**DIRECTIONS**
Every line below must be given again exactly.

Saved entries:
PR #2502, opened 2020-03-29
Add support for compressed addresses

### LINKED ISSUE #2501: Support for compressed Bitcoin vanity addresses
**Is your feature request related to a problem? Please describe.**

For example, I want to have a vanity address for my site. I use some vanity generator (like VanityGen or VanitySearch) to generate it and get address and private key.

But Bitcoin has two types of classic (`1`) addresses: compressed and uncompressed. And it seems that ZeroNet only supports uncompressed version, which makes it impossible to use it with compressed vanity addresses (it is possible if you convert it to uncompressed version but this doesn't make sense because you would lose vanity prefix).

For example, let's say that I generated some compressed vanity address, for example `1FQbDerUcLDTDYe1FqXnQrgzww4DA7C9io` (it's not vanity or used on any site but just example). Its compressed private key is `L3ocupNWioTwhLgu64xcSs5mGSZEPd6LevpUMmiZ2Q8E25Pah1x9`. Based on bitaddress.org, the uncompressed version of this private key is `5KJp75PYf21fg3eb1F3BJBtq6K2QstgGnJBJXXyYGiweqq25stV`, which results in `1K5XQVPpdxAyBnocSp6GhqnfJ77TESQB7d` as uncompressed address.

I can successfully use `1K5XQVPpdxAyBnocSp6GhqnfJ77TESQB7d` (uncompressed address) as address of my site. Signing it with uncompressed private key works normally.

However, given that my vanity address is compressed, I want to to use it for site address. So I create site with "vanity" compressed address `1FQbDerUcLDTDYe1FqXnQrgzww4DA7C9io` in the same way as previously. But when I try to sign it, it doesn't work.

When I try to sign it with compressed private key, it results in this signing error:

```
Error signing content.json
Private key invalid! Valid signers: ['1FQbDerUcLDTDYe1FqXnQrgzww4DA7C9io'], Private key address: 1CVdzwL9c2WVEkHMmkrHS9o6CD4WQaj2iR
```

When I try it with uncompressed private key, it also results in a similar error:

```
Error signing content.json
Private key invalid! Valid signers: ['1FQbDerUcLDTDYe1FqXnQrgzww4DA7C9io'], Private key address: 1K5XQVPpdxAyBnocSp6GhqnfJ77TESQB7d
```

**SOLVED PROBLEM**
PR #2502, opened 2020-03-29
Add support for compressed addresses

### LINKED ISSUE #2501: Support for compressed Bitcoin vanity addresses
**Is your feature request related to a problem? Please describe.**

For example, I want to have a vanity address for my site. I use some vanity generator (like VanityGen or VanitySearch) to generate it and get address and private key.

But Bitcoin has two types of classic (`1`) addresses: compressed and uncompressed. And it seems that ZeroNet only supports uncompressed version, which makes it impossible to use it with compressed vanity addresses (it is possible if you convert it to uncompressed version but this doesn't make sense because you would lose vanity prefix).

For example, let's say that I generated some compressed vanity address, for example `1FQbDerUcLDTDYe1FqXnQrgzww4DA7C9io` (it's not vanity or used on any site but just example). Its compressed private key is `L3ocupNWioTwhLgu64xcSs5mGSZEPd6LevpUMmiZ2Q8E25Pah1x9`. Based on bitaddress.org, the uncompressed version of this private key is `5KJp75PYf21fg3eb1F3BJBtq6K2QstgGnJBJXXyYGiweqq25stV`, which results in `1K5XQVPpdxAyBnocSp6GhqnfJ77TESQB7d` as uncompressed address.

I can successfully use `1K5XQVPpdxAyBnocSp6GhqnfJ77TESQB7d` (uncompressed address) as address of my site. Signing it with uncompressed private key works normally.

However, given that my vanity address is compressed, I want to to use it for site address. So I create site with "vanity" compressed address `1FQbDerUcLDTDYe1FqXnQrgzww4DA7C9io` in the same way as previously. But when I try to sign it, it doesn't work.

When I try to sign it with compressed private key, it results in this signing error:

```
Error signing content.json
Private key invalid! Valid signers: ['1FQbDerUcLDTDYe1FqXnQrgzww4DA7C9io'], Private key address: 1CVdzwL9c2WVEkHMmkrHS9o6CD4WQaj2iR
```

When I try it with uncompressed private key, it also results in a similar error:

```
Error signing content.json
Private key invalid! Valid signers: ['1FQbDerUcLDTDYe1FqXnQrgzww4DA7C9io'], Private key address: 1K5XQVPpdxAyBnocSp6GhqnfJ77TESQB7d
```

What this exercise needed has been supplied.